Po miesiącach targowania się obie strony postanowiły zwiększyć przejrzystość rynku tajemniczych instrumentów, produktów pochodnych, szacowanego na około 700 bln dolarów, który podejrzewa się o przyczynienie się do globalnego kryzysu finansowego.
Nowy system, który w większości powinien obowiązywać pod koniec 2012 r. zdyscyplinuje rynek kwitnący w ostatniej dekadzie. Zgodnie z nowymi przepisami unijnymi, banki, fundusze spekulacyjne oraz inni nabywcy i sprzedawcy derywatów będą nakłaniani do odchodzenia od nie objętego przepisami rynku pozagiełdowego (OTC), na którym dokonuje się teraz niemal 95 proc. transakcji. Oznacza to w praktyce, że wszystkie transakcje będą musiały uzyskać aprobatę centralnego urzędu rozliczeniowego (clearingu, CCP) znajdującego się pomiędzy sprzedającym i kupującym.
Koniec niejasności
- Skończyła się epoka niejasności i mętnych interesów – stwierdził komisarz ds. jednolitego rynku i usług finansowych, Michel Barnier.
- To kluczowy krok w naszych dążeniach do stworzenia bardziej bezpiecznych i zdrowszych ram prawnych dla europejskich rynków finansowych. Tym porozumieniem robimy duży krok ku stabilności finansowej i znacznie zmniejszamy ryzyko przyszłych kryzysów finansowych, z ich wszelkimi konsekwencjami dla realnej gospodarki, wzrostu, miejsc pracy i budżetów publicznych – dodał.

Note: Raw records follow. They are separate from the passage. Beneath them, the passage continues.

Issue #373, opened 2013-03-26
Maybe use non-uniform distribution for Baum-Welch by default?


kmike:
See https://github.com/nltk/nltk/issues/100. 

I encountered a suggestion for slightly non-uniform initial probability distributions (uniform + a bit of noize) in some paper (maybe about unsupervised POS tagging), but can't find the reference now. Most papers that employ Baum-Welch use either uniform distributions or distributions learned from  corpora using carefully crafted heuristics.

tyleha:
So as I understand it, and this is based on my advisor's [thesis](http://brl.ee.washington.edu/BRL_Pubs/Pdfs/Th037.pdf) (p.99 especially), a totally uniform distribution where each probable transition begins equivalent to every other results in a local minimum from which the BW algo will not escape. There is no probability gradient on which to update the matrices. Thus, some random jitter in the initialization is necessary. 

Ideally, yes - you would initialize the transition matrix with initial guesses based on learned distributions. However, most algorithms that require unlabeled training algorithms like BW do not have such heuristics in mind, but instead are willing to train a corpus of HMMs using randomly initiated probabilities and then select the HMM that shows best discrimination against some known dataset (this is how I use and evaluate HMMs). 

The most general solution to this problem is to assign the A and B (transition and output) matrices with a random set of probabilities where any value between 0 and 1 is equally probable (a uniform random distribution). Of course you could select a gaussian or a weighted or band-limited, but uniform is the most general. 

Seeing as I can't find much literature discussing the pros/cons of different types of random distributions, I'm happy to submit a pull request with a uniform random distribution function initializing the `HiddenMarkovModelTagger`'s `_transitions` and `_outputs`.

PR #375, opened 2013-03-26
train_unsupervised modification in initial probability matrix distributions

tyleha:
In response to issue #373, have created a new probability class in probability.py called RandomProbDist, which initializes a uniform random distribution instead of a flat, equivalent distribution (i.e. all elements in prob matrix are equal). 

With a flat distribution, Baum-Welch algo will not update as it finds itself in a local minimum. With the default distributions now randomized, the algo will perform as expected, optimizing the `_transitions` and `_outputs` matrices and gradually decreasing in total logprob until tolerance is reached.

### DIFF
--- a/nltk/probability.py
+++ b/nltk/probability.py
@@ -650,6 +650,7 @@ class RandomProbDist(ProbDistI):
         self._probs = self.unirand(samples)
         self._samples = list(self._probs.keys())
 
+    @classmethod
     def unirand(self, samples):
         """
         The key function that creates a randomized initial distribution 
--- a/nltk/probability.py
+++ b/nltk/probability.py
@@ -651,7 +651,7 @@ class RandomProbDist(ProbDistI):
         self._samples = list(self._probs.keys())
 
     @classmethod
-    def unirand(self, samples):
+    def unirand(cls, samples):
         """
         The key function that creates a randomized initial distribution 
         that still sums to 1. Set as a dictionary of prob values so that 
--- a/nltk/probability.py
+++ b/nltk/probability.py
@@ -648,7 +648,7 @@ class RandomProbDist(ProbDistI):
             raise ValueError('A probability distribution must '+
                              'have at least one sample.')
         self._probs = self.unirand(samples)
-        self._samples = list(self._sampleset)
+        self._samples = list(self._probs.keys())
 
     def unirand(self, samples):
         """
@@ -662,10 +662,11 @@ class RandomProbDist(ProbDistI):
         for i, x in enumerate(randrow):
             randrow[i] = x/total
 
-        if sum(randrow) != 1:
+        total = sum(randrow)
+        if total != 1:
             #this difference, if present, is so small (near NINF) that it 
             #can be subtracted from any element without risking probs not (0 1)
-            randrow[-1] -= sum(randrow) - 1
+            randrow[-1] -= total - 1
 
         return dict((s, randrow[i]) for i, s in enumerate(samples))
 
@@ -676,7 +677,7 @@ class RandomProbDist(ProbDistI):
         return self._samples
 
     def __repr__(self):
-        return '<RandomUniformProbDist with %d samples>' %len(self._sampleset)
+        return '<RandomUniformProbDist with %d samples>' %len(self._probs)
 
 
 @compat.python_2_unicode_compatible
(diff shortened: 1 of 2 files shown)


tyleha:
Hmm.. Excellent point. Also, do we need UniformProbDist in probability.py? A quick search shows it isn't called anywhere but in train_unsupervised in all of NLTK...

kmike:
I think we should keep UniformProbDist because it could be used in user code, and because it is a well-known probability distribution.

nltk/probability.py
```diff
@@ -636,6 +636,48 @@ def samples(self):
...
+    Generates a random probability distribution whereby each sample
+    will be between 0 and 1 with equal probability (uniform random distribution.
+    Also called a continuous uniform distribution).
+    """
+    def __init__(self, samples):
+        if len(samples) == 0: 
+            raise ValueError('A probability distribution must '+
+                             'have at least one sample.')
+        self._probs = self.unirand(samples)
+        self._samples = list(self._sampleset)
```
kmike: This could be list(s for s in self._probs) or list(self._probs.keys()); "list" is for Python 3.x

nltk/probability.py
```diff
@@ -636,6 +636,48 @@ def samples(self):
...
+        return dict((s, randrow[i]) for i, s in enumerate(samples))
+
+    def prob(self, sample):
+        return self._probs.get(sample, 0)
+
+    def samples(self):
+        return self._samples
+
+    def __repr__(self):
+        return '<RandomUniformProbDist with %d samples>' %len(self._sampleset)
```
kmike: len(self._probs) or len(self._samples)

nltk/probability.py
```diff
@@ -636,6 +636,48 @@ def samples(self):
...
+        that still sums to 1. Set as a dictionary of prob values so that 
+        it can still be passed to MutableProbDist and called with identical
+        syntax to UniformProbDist
+        """
+        randrow = [random.random() for i in range(len(samples))]
+        total = sum(randrow)
+        for i, x in enumerate(randrow):
+            randrow[i] = x/total
+
+        if sum(randrow) != 1:
```
kmike: It seems that it is quite likely that sum(randrow) != 1; maybe avoid computing it twice?

kmike:
@tylerhartley Thanks for your work! All looks good to me. @stevenbird ?

nltk/probability.py
```diff
@@ -636,6 +636,49 @@ def samples(self):
...
+    Also called a continuous uniform distribution).
+    """
+    def __init__(self, samples):
+        if len(samples) == 0: 
+            raise ValueError('A probability distribution must '+
+                             'have at least one sample.')
+        self._probs = self.unirand(samples)
+        self._samples = list(self._probs.keys())
+
+    def unirand(self, samples):
```
kmike: It may be better to make unirand() classmethod: this way it will be possible to use RandomProbDist.unirand() without creating a dummy RandomProbDist instance.

tyleha: Seems reasonable to me. Could be useful in other applications

kmike:
There is a subtle issue with RandomProbDist: if there are duplicate items in samples (passed either to constructor or to unirand classmethod), probabilities won't sum up to 1.

UniformProbDist deals with this by deduplicating samples (casting them to set); we should probably do the same (both in constructor and in unirand).

Another way is to sum probabilities for duplicate samples so that "each sample will be between 0 and 1 with equal probability" would hold (assuming "sample" is an "object from samples", not "object + its position in samples") - but I think we should just deduplicate samples.

stevenbird:
Thanks @tylerhartley and @kmike. This looks good and I'm happy for it to be merged.

Note that the non-deterministic behaviour is a problem for any documentation. What do you think about adding an optional "seed" argument to the constructor? Then docs could use, say, seed=0 and get the same result each time it is used.

kmike:
+1.

This doesn't matter much here, but I think we should prefer passing "random" instances instead of "seed" because in stdlib "random" module some high-level functions (e.g. random.shuffle) return different results in Python >= 3.3 and Python < 3.3 even given the same seed.

"random" instances would allow users to use numpy.random or numpy.random.RandomState or https://pypi.python.org/pypi/random2  which don't have this issue.

stevenbird:
Thanks for suggesting a better approach. I'll merge this request now, but invite @tylerhartley to submit a patch which follows this suggestion.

Dotąd powszechną praktyką było zawieranie wielomilionowych kontraktów w euro tylko za pomocą faksu, a jedynie zainteresowani znali szczegóły. To zmieni się teraz, bo przepisy ustalają normy dla większości takich operacji, jakie obowiązują w zawieranych na giełdach. Ich zatwierdzanie będzie odbywać się centralnie, co ułatwi nadzór.